▸ **Exercise requirements**
Transcribe the full listing exactly.

▸ **Records provided**
============

PR #12223, opened 2021-04-16
generic source parameters for options

simonseyock:
This allows automatic inference of source types if provided in options.
```
const layer = new ImageLayer({
  source: new ImageWMS()
});
// layer is now of type `ImageLayer<ImageWMS>`
```

Also in TypeSript this disallows construction with incorrect source types.
```
const layer = new ImageLayer<ImageWMS>({
  source: new ImageSource()
});
// was allowed before, should result in a type error now
```

Here is a picture of the resulting jsdoc. It is problematic that the type of the source is now seen as the generic parameter (`ImageSourceType`). Also the generic parameters are not documented.

It would be possible to replace `ImageSourceType` with the type that it has to be at least (`module:ol/source/Image`).

generic_options

### DIFF
--- a/config/jsdoc/plugins/inline-options.cjs
+++ b/config/jsdoc/plugins/inline-options.cjs
@@ -5,7 +5,48 @@
  * Inlines option params from typedefs
  */
 
-const properties = {};
+const docletInfos = {};
+
+/**
+ * This parses the comment for `@template` annotations and returns an object with name / type pairs for all template
+ * values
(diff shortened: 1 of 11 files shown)


simonseyock:
I added a simple parsing of the comments for template value name / type pairs that will result in docs that look like before. Still missing any template parameter, though.

generic_options2

ahocevar (approved):
Thanks for this improvement, @simonseyock!

Issue #12226, opened 2021-04-16
PointerEvent constructor call not supported in ie11


MoonE:
**Describe the bug**
after fixing  #12225 an error is thrown in 
https://github.com/openlayers/openlayers/blob/1554bc4cc27ed087027e23071bc0e90d643937f7/src/ol/MapBrowserEventHandler.js#L247
> Object doesn't support this action

**To Reproduce**
1. Apply patch in #12225
2. Go to box-selection.html
3. Click in map

**Expected behavior**
It should handle events without error.

ahocevar:
Could be fixed by using `MSPointerEvent` for IE11.

MoonE:
That's strange, it does not seem to work for me, even though it is listed as supported...

I tried the example code on the page you linked and get an error with 
`new PointerEvent(...)` `new MSPointerEvent(...)` and `document.createEvent(....)`
```js
var downEvent = new PointerEvent("pointerdown",
   {pointerId: 1,
    bubbles: true,
    cancelable: true,
    pointerType: "touch",
    width: 100,
    height: 100,
    isPrimary: true
   });
```

ahocevar:
I'm wondering if it wouldn't be time to stop supporting Internet Explorer.

mike-000:
Another polyfill may be needed.  Using https://cdn.jsdelivr.net/npm/events-polyfill@2.1.2 fixes the MDN example.

MoonE:
That's better, no errors with this. But the simulated events like doubleclick still don't work. It looks like the target property can't be set here.
https://github.com/openlayers/openlayers/blob/1554bc4cc27ed087027e23071bc0e90d643937f7/src/ol/MapBrowserEventHandler.js#L247-L251

mike-000:
#12319 gets it working in IE, but what about devices needing the elm-pep polyfill?  Is the event ever dispatched or any methods such as preventDefault/stopPropagation called?  If never dispatched an object containing the required properties and void methods typecast as PointerEvent might be sufficient.

ahocevar:
I created #12330 as a simpler alternative to #12319.

PR #12227, opened 2021-04-16
Fix event handling for map in shadow root

### LINKED ISSUE #12225: document.contains not supported in ie11
**Describe the bug**
`document.contains` not supported in ie11
https://developer.mozilla.org/en-US/docs/Web/API/Node/contains#browser_compatibility
https://github.com/openlayers/openlayers/blob/1554bc4cc27ed087027e23071bc0e90d643937f7/src/ol/PluggableMap.js#L990-L1000

**To Reproduce**
1. Go to https://openlayers.org/en/main/examples/box-selection.html
2. Click in the map
3. See error

**Expected behavior**
This seems to work, not sure if there is a case where this gives a different result.
```patch
index 7c35c4374..fc8d9be34 100644
--- a/src/ol/PluggableMap.js
+++ b/src/ol/PluggableMap.js
@@ -996,7 +996,7 @@ class PluggableMap extends BaseObject {
         // It's possible for the target to no longer be in the page if it has been removed in an
         // event listener, this might happen in a Control that recreates it's content based on
         // user interaction either manually or via a render in something like https://reactjs.org/
-        !this.getOwnerDocument().contains(target)
+        this.getOwnerDocument().body.contains(target)
       ) {
         return;
       }
```

MoonE:
Fixes #12225 
#12226 still needs to be fixed so it is usable in ie11.

### DIFF
--- a/src/ol/PluggableMap.js
+++ b/src/ol/PluggableMap.js
@@ -987,6 +987,10 @@ class PluggableMap extends BaseObject {
       eventType === EventType.WHEEL ||
       eventType === EventType.KEYDOWN
     ) {
+      const doc = this.getOwnerDocument();
+      const rootNode = this.viewport_.getRootNode
+        ? this.viewport_.getRootNode()
+        : doc;
       const target = /** @type {Node} */ (originalEvent.target);
       if (
         // Abort if the target is a child of the container for elements whose events are not meant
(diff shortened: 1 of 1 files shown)


ahocevar (commented):
Unfortunately this change breaks the [`es2015-custom-element.html` example](https://deploy-preview-12227--ol-site.netlify.app/examples/es2015-custom-element.html) and ShadowRoot handling.

MoonE:
That example was broken since 83ee87581f04a4687e0bab6fba524b74e893fb0d. I reverted that change from there.

ahocevar (approved):
Great work @MoonE, and sorry for my mess. Please merge.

============

▸ **Solution for this task**
PR #12223, opened 2021-04-16
generic source parameters for options

simonseyock:
This allows automatic inference of source types if provided in options.
```
const layer = new ImageLayer({
  source: new ImageWMS()
});
// layer is now of type `ImageLayer<ImageWMS>`
```

Also in TypeSript this disallows construction with incorrect source types.
```
const layer = new ImageLayer<ImageWMS>({
  source: new ImageSource()
});
// was allowed before, should result in a type error now
```

Here is a picture of the resulting jsdoc. It is problematic that the type of the source is now seen as the generic parameter (`ImageSourceType`). Also the generic parameters are not documented.

It would be possible to replace `ImageSourceType` with the type that it has to be at least (`module:ol/source/Image`).

generic_options

### DIFF
--- a/config/jsdoc/plugins/inline-options.cjs
+++ b/config/jsdoc/plugins/inline-options.cjs
@@ -5,7 +5,48 @@
  * Inlines option params from typedefs
  */
 
-const properties = {};
+const docletInfos = {};
+
+/**
+ * This parses the comment for `@template` annotations and returns an object with name / type pairs for all template
+ * values
(diff shortened: 1 of 11 files shown)


simonseyock:
I added a simple parsing of the comments for template value name / type pairs that will result in docs that look like before. Still missing any template parameter, though.

generic_options2

ahocevar (approved):
Thanks for this improvement, @simonseyock!

Issue #12226, opened 2021-04-16
PointerEvent constructor call not supported in ie11


MoonE:
**Describe the bug**
after fixing  #12225 an error is thrown in 
https://github.com/openlayers/openlayers/blob/1554bc4cc27ed087027e23071bc0e90d643937f7/src/ol/MapBrowserEventHandler.js#L247
> Object doesn't support this action

**To Reproduce**
1. Apply patch in #12225
2. Go to box-selection.html
3. Click in map

**Expected behavior**
It should handle events without error.

ahocevar:
Could be fixed by using `MSPointerEvent` for IE11.

MoonE:
That's strange, it does not seem to work for me, even though it is listed as supported...

I tried the example code on the page you linked and get an error with 
`new PointerEvent(...)` `new MSPointerEvent(...)` and `document.createEvent(....)`
```js
var downEvent = new PointerEvent("pointerdown",
   {pointerId: 1,
    bubbles: true,
    cancelable: true,
    pointerType: "touch",
    width: 100,
    height: 100,
    isPrimary: true
   });
```

ahocevar:
I'm wondering if it wouldn't be time to stop supporting Internet Explorer.

mike-000:
Another polyfill may be needed.  Using https://cdn.jsdelivr.net/npm/events-polyfill@2.1.2 fixes the MDN example.

MoonE:
That's better, no errors with this. But the simulated events like doubleclick still don't work. It looks like the target property can't be set here.
https://github.com/openlayers/openlayers/blob/1554bc4cc27ed087027e23071bc0e90d643937f7/src/ol/MapBrowserEventHandler.js#L247-L251

mike-000:
#12319 gets it working in IE, but what about devices needing the elm-pep polyfill?  Is the event ever dispatched or any methods such as preventDefault/stopPropagation called?  If never dispatched an object containing the required properties and void methods typecast as PointerEvent might be sufficient.

ahocevar:
I created #12330 as a simpler alternative to #12319.

PR #12227, opened 2021-04-16
Fix event handling for map in shadow root

### LINKED ISSUE #12225: document.contains not supported in ie11
**Describe the bug**
`document.contains` not supported in ie11
https://developer.mozilla.org/en-US/docs/Web/API/Node/contains#browser_compatibility
https://github.com/openlayers/openlayers/blob/1554bc4cc27ed087027e23071bc0e90d643937f7/src/ol/PluggableMap.js#L990-L1000

**To Reproduce**
1. Go to https://openlayers.org/en/main/examples/box-selection.html
2. Click in the map
3. See error

**Expected behavior**
This seems to work, not sure if there is a case where this gives a different result.
```patch
index 7c35c4374..fc8d9be34 100644
--- a/src/ol/PluggableMap.js
+++ b/src/ol/PluggableMap.js
@@ -996,7 +996,7 @@ class PluggableMap extends BaseObject {
         // It's possible for the target to no longer be in the page if it has been removed in an
         // event listener, this might happen in a Control that recreates it's content based on
         // user interaction either manually or via a render in something like https://reactjs.org/
-        !this.getOwnerDocument().contains(target)
+        this.getOwnerDocument().body.contains(target)
       ) {
         return;
       }
```

MoonE:
Fixes #12225 
#12226 still needs to be fixed so it is usable in ie11.

### DIFF
--- a/src/ol/PluggableMap.js
+++ b/src/ol/PluggableMap.js
@@ -987,6 +987,10 @@ class PluggableMap extends BaseObject {
       eventType === EventType.WHEEL ||
       eventType === EventType.KEYDOWN
     ) {
+      const doc = this.getOwnerDocument();
+      const rootNode = this.viewport_.getRootNode
+        ? this.viewport_.getRootNode()
+        : doc;
       const target = /** @type {Node} */ (originalEvent.target);
       if (
         // Abort if the target is a child of the container for elements whose events are not meant
(diff shortened: 1 of 1 files shown)


ahocevar (commented):
Unfortunately this change breaks the [`es2015-custom-element.html` example](https://deploy-preview-12227--ol-site.netlify.app/examples/es2015-custom-element.html) and ShadowRoot handling.

MoonE:
That example was broken since 83ee87581f04a4687e0bab6fba524b74e893fb0d. I reverted that change from there.

ahocevar (approved):
Great work @MoonE, and sorry for my mess. Please merge.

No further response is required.